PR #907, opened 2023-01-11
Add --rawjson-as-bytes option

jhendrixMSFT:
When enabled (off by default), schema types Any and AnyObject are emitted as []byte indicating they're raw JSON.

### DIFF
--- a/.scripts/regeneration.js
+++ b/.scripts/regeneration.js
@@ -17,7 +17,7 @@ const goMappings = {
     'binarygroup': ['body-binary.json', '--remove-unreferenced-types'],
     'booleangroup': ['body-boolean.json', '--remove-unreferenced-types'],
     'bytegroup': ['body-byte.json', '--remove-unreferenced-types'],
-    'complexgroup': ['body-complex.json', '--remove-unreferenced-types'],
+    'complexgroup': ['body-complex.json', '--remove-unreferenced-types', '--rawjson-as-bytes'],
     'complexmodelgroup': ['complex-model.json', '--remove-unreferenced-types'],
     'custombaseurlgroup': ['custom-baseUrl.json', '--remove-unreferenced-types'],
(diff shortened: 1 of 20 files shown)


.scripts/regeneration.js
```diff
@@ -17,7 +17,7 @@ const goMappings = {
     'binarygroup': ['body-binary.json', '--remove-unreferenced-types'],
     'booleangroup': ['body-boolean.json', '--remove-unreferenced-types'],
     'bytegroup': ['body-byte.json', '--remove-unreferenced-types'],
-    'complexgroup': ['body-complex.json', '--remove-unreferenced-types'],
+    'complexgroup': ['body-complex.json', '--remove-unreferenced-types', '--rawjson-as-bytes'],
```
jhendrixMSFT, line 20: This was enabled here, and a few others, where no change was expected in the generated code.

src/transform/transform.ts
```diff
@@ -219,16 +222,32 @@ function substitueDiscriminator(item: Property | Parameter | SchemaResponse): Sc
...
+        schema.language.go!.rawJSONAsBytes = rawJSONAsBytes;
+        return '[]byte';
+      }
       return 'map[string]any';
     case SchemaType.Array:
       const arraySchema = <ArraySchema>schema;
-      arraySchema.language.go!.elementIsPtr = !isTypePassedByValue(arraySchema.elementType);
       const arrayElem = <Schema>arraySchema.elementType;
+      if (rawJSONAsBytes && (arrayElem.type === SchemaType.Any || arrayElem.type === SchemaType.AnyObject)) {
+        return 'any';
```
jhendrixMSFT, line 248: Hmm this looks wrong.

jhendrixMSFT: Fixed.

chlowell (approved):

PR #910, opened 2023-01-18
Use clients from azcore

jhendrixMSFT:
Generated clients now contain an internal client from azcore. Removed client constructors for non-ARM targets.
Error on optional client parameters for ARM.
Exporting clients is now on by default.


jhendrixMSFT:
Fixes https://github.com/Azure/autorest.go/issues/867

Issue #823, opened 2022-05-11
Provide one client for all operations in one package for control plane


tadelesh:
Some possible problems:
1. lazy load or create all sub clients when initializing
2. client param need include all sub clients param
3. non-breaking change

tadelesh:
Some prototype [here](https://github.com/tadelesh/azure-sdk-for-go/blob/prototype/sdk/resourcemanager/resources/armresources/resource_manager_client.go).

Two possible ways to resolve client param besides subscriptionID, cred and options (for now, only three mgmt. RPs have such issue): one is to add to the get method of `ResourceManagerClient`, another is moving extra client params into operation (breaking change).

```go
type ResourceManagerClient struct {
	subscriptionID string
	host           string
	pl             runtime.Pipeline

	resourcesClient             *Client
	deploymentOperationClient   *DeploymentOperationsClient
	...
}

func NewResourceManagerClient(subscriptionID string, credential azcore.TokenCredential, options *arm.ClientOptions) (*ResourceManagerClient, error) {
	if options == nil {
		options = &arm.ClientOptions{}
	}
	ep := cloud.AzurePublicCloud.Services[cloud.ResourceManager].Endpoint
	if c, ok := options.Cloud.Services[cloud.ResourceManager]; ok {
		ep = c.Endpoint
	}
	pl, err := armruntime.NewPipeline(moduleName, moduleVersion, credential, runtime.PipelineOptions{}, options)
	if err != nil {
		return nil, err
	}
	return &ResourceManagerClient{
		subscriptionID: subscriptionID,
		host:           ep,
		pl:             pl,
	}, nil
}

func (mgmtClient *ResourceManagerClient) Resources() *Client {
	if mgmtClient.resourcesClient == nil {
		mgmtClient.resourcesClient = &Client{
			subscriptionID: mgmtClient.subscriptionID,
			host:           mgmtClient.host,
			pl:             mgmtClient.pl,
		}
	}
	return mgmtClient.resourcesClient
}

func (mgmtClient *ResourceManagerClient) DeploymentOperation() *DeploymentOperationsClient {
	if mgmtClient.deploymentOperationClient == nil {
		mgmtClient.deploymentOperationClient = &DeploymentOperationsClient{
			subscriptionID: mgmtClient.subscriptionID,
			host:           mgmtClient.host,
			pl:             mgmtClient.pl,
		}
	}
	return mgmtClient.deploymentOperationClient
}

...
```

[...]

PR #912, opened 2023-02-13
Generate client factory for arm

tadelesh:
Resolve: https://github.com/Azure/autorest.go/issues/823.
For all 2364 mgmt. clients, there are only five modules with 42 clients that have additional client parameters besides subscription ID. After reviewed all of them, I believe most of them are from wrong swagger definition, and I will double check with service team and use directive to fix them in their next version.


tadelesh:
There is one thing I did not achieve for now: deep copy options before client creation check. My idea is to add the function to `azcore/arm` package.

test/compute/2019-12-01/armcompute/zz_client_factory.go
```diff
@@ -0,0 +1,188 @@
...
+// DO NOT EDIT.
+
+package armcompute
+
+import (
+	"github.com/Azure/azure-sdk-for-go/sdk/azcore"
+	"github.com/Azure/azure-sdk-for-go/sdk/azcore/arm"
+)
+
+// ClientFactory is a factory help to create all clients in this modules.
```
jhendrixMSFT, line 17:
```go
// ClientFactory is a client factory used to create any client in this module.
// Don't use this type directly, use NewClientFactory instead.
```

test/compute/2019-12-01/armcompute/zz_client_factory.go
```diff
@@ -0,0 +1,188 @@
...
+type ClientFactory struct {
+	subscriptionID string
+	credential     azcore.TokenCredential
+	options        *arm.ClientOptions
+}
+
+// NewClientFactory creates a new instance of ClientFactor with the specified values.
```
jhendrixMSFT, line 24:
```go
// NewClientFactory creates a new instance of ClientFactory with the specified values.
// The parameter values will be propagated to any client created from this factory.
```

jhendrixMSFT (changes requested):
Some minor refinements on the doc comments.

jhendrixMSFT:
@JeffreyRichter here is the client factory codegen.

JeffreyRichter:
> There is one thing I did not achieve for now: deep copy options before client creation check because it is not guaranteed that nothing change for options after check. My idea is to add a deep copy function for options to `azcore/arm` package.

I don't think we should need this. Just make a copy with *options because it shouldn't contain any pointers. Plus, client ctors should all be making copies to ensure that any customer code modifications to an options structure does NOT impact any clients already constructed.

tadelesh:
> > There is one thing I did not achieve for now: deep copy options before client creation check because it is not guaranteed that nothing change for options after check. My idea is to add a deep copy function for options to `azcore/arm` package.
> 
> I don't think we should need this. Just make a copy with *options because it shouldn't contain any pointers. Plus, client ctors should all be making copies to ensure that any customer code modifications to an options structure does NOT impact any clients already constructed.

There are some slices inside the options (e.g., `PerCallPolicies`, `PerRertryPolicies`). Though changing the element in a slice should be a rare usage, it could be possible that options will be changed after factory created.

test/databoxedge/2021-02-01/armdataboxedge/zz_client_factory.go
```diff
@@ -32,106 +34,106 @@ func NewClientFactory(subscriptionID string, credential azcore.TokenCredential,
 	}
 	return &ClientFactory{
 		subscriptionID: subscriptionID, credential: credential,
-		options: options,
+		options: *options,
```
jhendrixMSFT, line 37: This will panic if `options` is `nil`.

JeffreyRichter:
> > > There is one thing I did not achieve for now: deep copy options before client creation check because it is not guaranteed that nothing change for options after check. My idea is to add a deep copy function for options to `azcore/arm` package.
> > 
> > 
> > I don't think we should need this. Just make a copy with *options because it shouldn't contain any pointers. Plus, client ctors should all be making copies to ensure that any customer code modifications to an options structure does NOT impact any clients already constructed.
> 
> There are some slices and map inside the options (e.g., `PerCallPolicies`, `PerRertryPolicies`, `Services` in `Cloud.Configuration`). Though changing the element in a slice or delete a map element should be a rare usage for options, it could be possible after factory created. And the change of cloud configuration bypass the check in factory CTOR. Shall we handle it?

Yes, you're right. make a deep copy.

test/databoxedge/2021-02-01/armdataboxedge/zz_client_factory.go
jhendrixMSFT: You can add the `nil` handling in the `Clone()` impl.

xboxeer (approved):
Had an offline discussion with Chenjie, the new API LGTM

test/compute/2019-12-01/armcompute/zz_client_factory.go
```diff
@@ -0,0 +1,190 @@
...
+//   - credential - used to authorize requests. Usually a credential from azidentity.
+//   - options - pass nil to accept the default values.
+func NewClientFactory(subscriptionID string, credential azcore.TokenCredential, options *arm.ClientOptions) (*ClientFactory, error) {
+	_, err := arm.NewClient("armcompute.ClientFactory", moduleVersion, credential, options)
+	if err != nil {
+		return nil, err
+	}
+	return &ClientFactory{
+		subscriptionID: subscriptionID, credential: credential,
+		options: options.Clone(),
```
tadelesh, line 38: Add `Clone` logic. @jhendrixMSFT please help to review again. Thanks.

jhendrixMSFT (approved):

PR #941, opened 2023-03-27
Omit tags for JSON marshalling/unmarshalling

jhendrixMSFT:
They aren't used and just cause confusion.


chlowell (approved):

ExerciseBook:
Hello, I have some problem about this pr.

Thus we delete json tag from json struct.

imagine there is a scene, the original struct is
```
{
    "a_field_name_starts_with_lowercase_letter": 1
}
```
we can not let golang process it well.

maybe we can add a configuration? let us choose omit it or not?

> _GOAL OF THE EXERCISE_
Copy each line from the records above that includes the string "help".

> _EXERCISE ANSWER_
+// ClientFactory is a factory help to create all clients in this modules.
tadelesh, line 38: Add `Clone` logic. @jhendrixMSFT please help to review again. Thanks.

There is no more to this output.